The class ThreeGppAntennaArrayModel implements the antenna model described in
3GPP TR 38.901 [38901]_, which is used by the classes ThreeGppSpectrumPropagationLossModel
and ThreeGppChannelModel.
Each instance of this class models an isotropic rectangular antenna array composed  
of a single panel with NxM elements, where N is the number of rows and M is the 
number of columns, configurable through the attributes "NumRows" and "NumColumns". 
The radiation pattern of the antenna elements follows the model specified in
Sec. 7.3 of 3GPP TR 38.901; only vertical polarization is considered (i.e.,
:math:`{\zeta = 0}`).
The directional gain of the antenna elements can be configured through the
attribute "ElementGain" (see formula 2.34 in [Mailloux]_ to choose a proper value).
By default, the array is orthogonal to the x-axis, pointing towards the positive
direction, but the orientation can be changed through the attributes "BearingAngle",
which adjusts the azimuth angle, and "DowntiltAngle", which adjusts the elevation angle.
The spacing between the horizontal and vertical elements can be configured through
the attributes "AntennaHorizontalSpacing" and "AntennaVerticalSpacing". 

**Note:**

  * Currently, the model does not support multi-panel antennas, i.e., 
    :math:`N_{g} = M_{g} = 1`.

  * Currently, the model supports only single polarized (i.e., P = 1) antenna 
    panels with vertical polarization (i.e., :math:`{\zeta = 0}`)
  

.. [Balanis] C.A. Balanis, "Antenna Theory - Analysis and Design",  Wiley, 2nd Ed.

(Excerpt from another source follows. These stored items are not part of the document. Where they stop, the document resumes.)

PR #1730, opened 2026-07-28
feat(web-forms#464): prefill default values from url parameter

### LINKED ISSUE #464: Pre-filling using URL parameters
### Description
Support pre-filling form fields using URL parameters with XPath syntax, such as `&d[/data/uuid]=foo`, to match the functionality already available in Enketo. This feature would allow seamless pre-population of form fields (e.g., a text field named uuid) via URL parameters.

Form: 

[pre-fill using url parameter.xlsx](https://github.com/user-attachments/files/21468598/pre-fill.using.url.parameter.xlsx)

---

### Checklist
  - [x] No
  - [ ] No
  - [x] No
  - [ ] No
---

### User Stories

- **As a** [user type],
  **I want** [functionality],
  **so that** [benefit].

---

### Design

- **Figma**: [Insert URL]

---

### Dependencies

-

---

### Additional Notes

- Likely, Central needs to pass these parameters to Web Forms.
- Forum post describing the feature: [How can I specify default values in a web form link?](https://forum.getodk.org/t/how-can-i-specify-default-values-in-a-web-form-link/42847)
- Forum post reporting the missing feature: [Pre-filling using URL parameters does not work in ODK Web Forms](https://forum.getodk.org/t/pre-filling-using-url-parameters-does-not-work-in-odk-web-forms/55939)

---

### Related Issues

-

garethbowen:
Closes getodk/web-forms#464

Testing. Test plan to come...

One other option was to create an XML doc and bind that in to the form (a bit like when editing) but because there are multiple ways to set the value it's important to get the order right. This felt clean.

There are risks around malicious URLs allowing injection into the form, or modifying protected fields.

Yes. https://github.com/getodk/docs/issues/2080

### DIFF
--- a/apps/forms/src/components/preview.vue
+++ b/apps/forms/src/components/preview.vue
@@ -20,7 +20,7 @@ const formId = computed(() => encodeURIComponent(route.params.xmlFormId as strin
 const useWebForms = route.query.webforms === 'true';
 const loadingState = ref(true);
 const errorState = ref(false);
-const defaultParameters = computed(() => getDefaultParameters(route.query));
+const defaultParameters = computed(() => getDefaultParameters(route.query, 'preview'));
 const webFormsEnabled = ref(true);
 const form = ref<Form>();
 const xform = ref<string>();
--- a/apps/forms/src/components/preview.vue
+++ b/apps/forms/src/components/preview.vue
@@ -3,6 +3,7 @@ import { computed, ref, defineAsyncComponent } from 'vue';
 import { useRoute } from 'vue-router';
 import { getFormByFormId, getFormXml, RequestError, type Form } from '../utils/api.ts';
 import { hideSpinner } from '../utils/spinner.ts';
+import { getDefaultParameters } from '../utils/default-parameters.ts';
 
 const props = defineProps({
   draft: Boolean,
@@ -19,6 +20,7 @@ const formId = computed(() => encodeURIComponent(route.params.xmlFormId as strin
 const useWebForms = route.query.webforms === 'true';
 const loadingState = ref(true);
 const errorState = ref(false);
+const defaultParameters = computed(() => getDefaultParameters(route.query));
 const webFormsEnabled = ref(true);
 const form = ref<Form>();
 const xform = ref<string>();
@@ -59,7 +61,7 @@ fetchForm();
       {{ $t('formNotFound') }}
     </div>
     <template v-else-if="webFormsEnabled">
-      <WebFormRenderer :form="form!" :xform="xform!" action-type="preview"/>
+      <WebFormRenderer :form="form!" :xform="xform!" action-type="preview" :default-parameters="defaultParameters" />
     </template>
     <template v-else>
       <EnketoIframe :form="form!" :enketo-id="form!.enketoId" action-type="preview"/>
--- a/apps/forms/src/components/submission.vue
+++ b/apps/forms/src/components/submission.vue
@@ -14,6 +14,7 @@ import {
 } from '../utils/api.ts';
 import Dialog from 'primevue/dialog';
 import { hideSpinner } from '../utils/spinner.ts';
+import { getDefaultParameters } from '../utils/default-parameters.ts';
 
 const props = defineProps({
   draft: Boolean,
@@ -58,20 +59,7 @@ const enketoId = computed(() => route.params.enketoId ? encodeURIComponent(route
 const st = computed(() => route.query.st ? route.query.st as string : null);
 const useWebForms = computed(() => route.query.webforms === 'true');
 const offline = computed(() => route.params.offline === 'offline');
-const defaultParameters = computed(() => {
-  // TODO pull this out and unit test it
-  const DEFAULT_PARAMETERS_REGEX = /^d\[(.+)\]$/;
-  const result: Record<string, string> = {};
-  Object.entries(route.query).forEach(([key, value]) => {
-    if (typeof value === 'string') {
-      const path = DEFAULT_PARAMETERS_REGEX.exec(key)?.[1];
-      if (path) {
-        result[path] = value;
-      }
-    }
-  });
-  return result;
-});
+const defaultParameters = computed(() => getDefaultParameters(route.query));
 const webFormsEnabled = ref(true);
 
 const form = ref<Form>();
--- a/apps/forms/src/components/submission.vue
+++ b/apps/forms/src/components/submission.vue
@@ -59,7 +59,7 @@ const enketoId = computed(() => route.params.enketoId ? encodeURIComponent(route
 const st = computed(() => route.query.st ? route.query.st as string : null);
 const useWebForms = computed(() => route.query.webforms === 'true');
 const offline = computed(() => route.params.offline === 'offline');
-const defaultParameters = computed(() => getDefaultParameters(route.query));
+const defaultParameters = computed(() => getDefaultParameters(route.query, props.actionType));
 const webFormsEnabled = ref(true);
 
 const form = ref<Form>();
--- a/apps/forms/src/components/submission.vue
+++ b/apps/forms/src/components/submission.vue
@@ -58,13 +58,16 @@ const enketoId = computed(() => route.params.enketoId ? encodeURIComponent(route
 const st = computed(() => route.query.st ? route.query.st as string : null);
 const useWebForms = computed(() => route.query.webforms === 'true');
 const offline = computed(() => route.params.offline === 'offline');
-const prefillParameters = computed(() => {
-  const PREFILL_PARAMETERS_REGEX = /^d\[(.+)\]$/;
-  const result = {};
+const defaultParameters = computed(() => {
+  // TODO pull this out and unit test it
+  const DEFAULT_PARAMETERS_REGEX = /^d\[(.+)\]$/;
+  const result: Record<string, string> = {};
   Object.entries(route.query).forEach(([key, value]) => {
-    const path = PREFILL_PARAMETERS_REGEX.exec(key)?.[1];
-    if (path) {
-      result[path] = value;
+    if (typeof value === 'string') {
+      const path = DEFAULT_PARAMETERS_REGEX.exec(key)?.[1];
+      if (path) {
+        result[path] = value;
+      }
     }
   });
   return result;
@@ -265,7 +268,7 @@ load();
         :instance-id="instanceId"
         :action-type="props.actionType ?? 'new'"
         :submission-attachments="submissionAttachments"
-        :prefill-parameters="prefillParameters"
+        :default-parameters="defaultParameters"
         :st="st"
       />
     </template>
--- a/apps/forms/src/components/submission.vue
+++ b/apps/forms/src/components/submission.vue
@@ -58,6 +58,17 @@ const enketoId = computed(() => route.params.enketoId ? encodeURIComponent(route
 const st = computed(() => route.query.st ? route.query.st as string : null);
 const useWebForms = computed(() => route.query.webforms === 'true');
 const offline = computed(() => route.params.offline === 'offline');
+const prefillParameters = computed(() => {
+  const PREFILL_PARAMETERS_REGEX = /^d\[(.+)\]$/;
+  const result = {};
+  Object.entries(route.query).forEach(([key, value]) => {
+    const path = PREFILL_PARAMETERS_REGEX.exec(key)?.[1];
+    if (path) {
+      result[path] = value;
+    }
+  });
+  return result;
+});
 const webFormsEnabled = ref(true);
 
 const form = ref<Form>();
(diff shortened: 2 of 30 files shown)


packages/xforms-engine/src/lib/reactivity/createInstanceValueState.ts
```diff
@@ -33,9 +34,11 @@ const isEditInitialLoad = (context: ValueContext) => {
 };
 
 const getInitialValue = (context: ValueContext): string => {
-  const sourceNode = context.instanceNode ?? context.definition.template;
-
-  return context.decodeInstanceValue(sourceNode.value);
+  const value =
```
latin-panda, line 37: This prefill via URL parameters should not override submissions on edit. If not there already, could you please add a test that covers this scenario?

packages/xforms-engine/src/lib/reactivity/createInstanceValueState.ts
```diff
@@ -33,9 +34,11 @@ const isEditInitialLoad = (context: ValueContext) => {
...
+    getInstanceDefaultValue(context.instanceConfig.instanceDefaults, context) ??
+    context.instanceNode?.value ??
+    context.definition.template?.value;
+  return context.decodeInstanceValue(value);
```
latin-panda, line 41: Could you add a test post submission to confirm that the form state is reset and that it prefills using URL parameters?

apps/forms/src/components/submission.vue
```diff
@@ -58,6 +59,7 @@ const enketoId = computed(() => route.params.enketoId ? encodeURIComponent(route
 const st = computed(() => route.query.st ? route.query.st as string : null);
 const useWebForms = computed(() => route.query.webforms === 'true');
 const offline = computed(() => route.params.offline === 'offline');
+const defaultParameters = computed(() => getDefaultParameters(route.query));
```
latin-panda: When in edit submission mode, it shouldn't pass these default parameters.

apps/forms/src/components/preview.vue
```diff
@@ -59,7 +61,7 @@ fetchForm();
       {{ $t('formNotFound') }}
     </div>
     <template v-else-if="webFormsEnabled">
-      <WebFormRenderer :form="form!" :xform="xform!" action-type="preview"/>
+      <WebFormRenderer :form="form!" :xform="xform!" action-type="preview" :default-parameters="defaultParameters" />
```
latin-panda, line 64: We kinda call this feature "pre-fill from parameters", which could be an alternative name instead of `:default-parameters`

apps/forms/test/utils/default-parameters.test.ts
```diff
@@ -0,0 +1,57 @@
...
+      'd[/root/path/that/is/deep]': 'c'
+    };
+    expect(getDefaultParameters(given)).toEqual({
+      '/root/path': 'a',
+      'shortform': 'b',
+      '/root/path/that/is/deep': 'c',
+    });
+  });
+
+  it('returns values with special characters', () => {
```
latin-panda, line 63: What does the regex match if someone sends something like `d[a][b] `?

packages/xforms-engine/src/lib/instance-defaults.ts
```diff
@@ -0,0 +1,42 @@
...
+  return !!PROTECTED_META_FIELDS.find((field) => {
+    return refWithoutRoot === `${OPENROSA_XFORMS_PREFIX}:meta/${OPENROSA_XFORMS_PREFIX}:${field}`;
+  });
+};
+
+export const getInstanceDefaultValue = (
+  defaults: InstanceDefaults,
+  context: ValueContext
+): string | undefined => {
+  if (!defaults || context.contextNode.nodeType === 'attribute') {
```
latin-panda: According to the parameter definition, `defaults` is never undefined or null. So this IF statement can be simplified, or the parameter definition should be `InstanceDefaults | undefined`.

packages/xforms-engine/src/lib/instance-defaults.ts
```diff
@@ -0,0 +1,42 @@
...
+    return;
+  }
+  const ref = context.contextReference();
+  const positionOfSecondSlash = ref.indexOf('/', 1);
+  const refWithoutRoot = ref.slice(positionOfSecondSlash + 1);
+  if (isProtectedMetaProperty(refWithoutRoot)) {
+    return;
+  }
+  return defaults[ref] ?? (refWithoutRoot && defaults[refWithoutRoot]) ?? undefined;
```
latin-panda, line 42: I understand that keys must match the full XPath paths, right?
So the second case is not valid because the root is necessary, isn't it?

packages/xforms-engine/src/lib/instance-defaults.ts
```diff
@@ -0,0 +1,42 @@
+import { OPENROSA_XFORMS_PREFIX } from '@getodk/common/constants/xmlns';
+import type { InstanceValueContext } from '../instance/internal-api/InstanceValueContext';
+import type { AttributeContext } from '../instance/internal-api/AttributeContext';
+import type { InstanceDefaults } from '../client';
+
+type ValueContext = AttributeContext | InstanceValueContext;
+
+const PROTECTED_META_FIELDS = [
```
latin-panda, line 8: If not already there, could you add tests for these cases?
- Check that the fields with preloaded values are not overridden.  For example, have the deviceID,  pass a URL default for it. And the test asserts the final value is the preload value, not the URL value.
- Now the other way, have instanceName (with no preloaded value), pass a URL default. The test asserts the URL default is rejected.

packages/xforms-engine/src/lib/instance-defaults.ts
```diff
@@ -0,0 +1,42 @@
...
+  'deviceID',
+  'deprecatedID',
+  'email',
+  'phoneNumber',
+  'audit',
+];
+
+const isProtectedMetaProperty = (refWithoutRoot: string): boolean => {
+  return !!PROTECTED_META_FIELDS.find((field) => {
+    return refWithoutRoot === `${OPENROSA_XFORMS_PREFIX}:meta/${OPENROSA_XFORMS_PREFIX}:${field}`;
```
latin-panda: We also support meta without a prefix, right?

packages/xforms-engine/src/entrypoints/FormInstance.ts
```diff
@@ -42,6 +42,7 @@ export class FormInstance<
       clientStateFactory: instanceConfig.stateFactory ?? identity,
       computeAttachmentName: instanceConfig.instanceAttachments?.fileNameFactory ?? (() => null),
       preloadProperties: instanceConfig.preloadProperties ?? {},
+      instanceDefaults: instanceConfig.instanceDefaults ?? {},
```
latin-panda, line 45: If it's defined here and coming from InstanceConfig, is it still necessary to have `instanceDefaults` in packages/xforms-engine/src/client/form/LoadForm.ts?

packages/xforms-engine/src/client/form/FormInstanceConfig.ts
```diff
@@ -16,6 +16,8 @@ export interface PreloadProperties {
   readonly phoneNumber?: string;
 }
 
+export interface InstanceDefaults extends Record<string, string> {}
```
latin-panda, line 25: The `Record<string, string>` doesn't provide enough information about the expected key shapes. Is there a way to make it clearer? If explaining it with types is hard, a comment will help a lot.

latin-panda (changes requested):
Great work! This feature needs a lot of testing due to many potential scenarios. It's worth investing in unit test coverage to prevent future regressions. 

I haven't completed my review yet, I still need to consider the security, repeats and edge cases. Looking forward to seeing the test plan!

apps/forms/src/components/preview.vue
garethbowen: I struggled with naming and added a comment to the issue with my rationale for where this ended up: https://github.com/getodk/web-forms/issues/464#issuecomment-5097357558

While we have been calling it "pre-fill", in Enketo it's always "default", and the param is `d` which is short for "default" so I wanted to stay consistent there. I'm definitely open to better naming if you have thoughts!

packages/xforms-engine/src/lib/instance-defaults.ts
garethbowen: There's a little known and undocumented feature in Enketo where you can leave it off because 99% of the time you're binding into the primary instance so it saves a bit in the URL. So both `d[/root/name]` and `d[name]` are equivalent. I've added this to the related docs PR and there are tests which make sure it works.

packages/xforms-engine/src/lib/reactivity/createInstanceValueState.ts
garethbowen: Thanks! Added test, failed, fixed. I decided to just null out the defaults in the engines editInstance function long before it gets here.

packages/xforms-engine/src/lib/reactivity/createInstanceValueState.ts
garethbowen: Done.

apps/forms/src/components/submission.vue
garethbowen: It's now ignored at the engine level but I've also added a check here so we don't waste the time checking for params that are going to be ignored.

apps/forms/test/utils/default-parameters.test.ts
garethbowen: Vue parses that to: `{ "d[a][b]": "123" }`
Then the regex matches and sets the default params to: `{ "a][b": "123" }`

Nothing complains but it's never going to match a ref so it's a no-op.

packages/xforms-engine/src/lib/instance-defaults.ts
garethbowen: Updated this to check if defaults has any keys so we can short circuit the code if it'll never match (which is the 99% case).

packages/xforms-engine/src/lib/instance-defaults.ts
garethbowen: I think this is covered by the "instance-defaults" unit test which checks that checking for the default for any of these fields returns undefined, which means the preload works how it always did.

packages/xforms-engine/src/lib/instance-defaults.ts
garethbowen: True! I've added a test for the various combinations of namespaces.

packages/xforms-engine/src/entrypoints/FormInstance.ts
garethbowen: No you're right. I think that was left over from a previous idea. Removed now. Thanks!

packages/xforms-engine/src/client/form/FormInstanceConfig.ts
garethbowen: Because the key can be either the full xpath or the short form it's difficult to type. I've added a comment. Let me know if that explains it sufficiently!

e2e-tests/tests/default-parameters.spec.js
```diff
@@ -0,0 +1,50 @@
...
+  backendClient = new BackendClient(playwright, `${testInfo.project.name}_wf`, projectId);
+  await backendClient.alwaysHideModal();
+  simpleForm = await backendClient.createForm();
+});
+
+test.afterAll(async () => {
+  await backendClient.dispose();
+});
+
+test.describe('Default Parameters', () => {
```
latin-panda, line 21: Could you also assert the preview URL and public links?

packages/xforms-engine/test/integration/instance-defaults.test.ts
```diff
@@ -0,0 +1,183 @@
...
+      scenario.createNewRepeat({ assertCurrentReference: '/root/repeat' });
+      expect(scenario.answerOf('/root/repeat[1]/child')).toEqualAnswer(stringAnswer(''));
+      expect(scenario.answerOf('/root/repeat[2]/child')).toEqualAnswer(stringAnswer('gregory'));
+      expect(scenario.answerOf('/root/repeat[3]/child')).toEqualAnswer(stringAnswer(''));
+    });
+
+    it('ignored instance defaults when editing', async () => {
+      const scenario = await Scenario.init('Bind defaults', formDefinition);
+      scenario.answer('/root/name', 'original');
+      const instanceDefaults = {
```
latin-panda, line 115: Could you please also add a datetime field and another field with an invalid value, such as an invalid geopoint or date, so the codecs work with the prefill feature and help catch future regressions?

latin-panda (approved):
Excellent! Just a couple of suggestions below. I also checked other scenarios, including repeats, security, memory leaks, and performance.

e2e-tests/tests/default-parameters.spec.js
garethbowen: I don't think the preview URL warrants a full e2e test because I don't think it'll ever be used. The public link is good though, as this is the primary use case. Added.

packages/xforms-engine/test/integration/instance-defaults.test.ts
garethbowen: Good idea. Added.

.. [Chunjian] Li Chunjian, "Efficient Antenna Patterns for
   Three-Sector WCDMA Systems", Master of Science Thesis, Chalmers
   University of Technology, Göteborg, Sweden, 2003

.. [Calcev] George Calcev and Matt Dillon, "Antenna Tilt Control in
   CDMA Networks", in Proc. of the 2nd Annual International Wireless
   Internet Conference (WICON), 2006

.. [R4-092042a]  3GPP TSG RAN WG4 (Radio) Meeting #51, R4-092042, Simulation
   assumptions and parameters for FDD HeNB RF requirements.

.. [38901] 3GPP. 2018. TR 38.901, Study on channel model for frequencies from 0.5 to 100 GHz, V15.0.0. (2018-06).

.. [Mailloux] Robert J. Mailloux, "Phased Array Antenna Handbook", Artech House, 2nd Ed.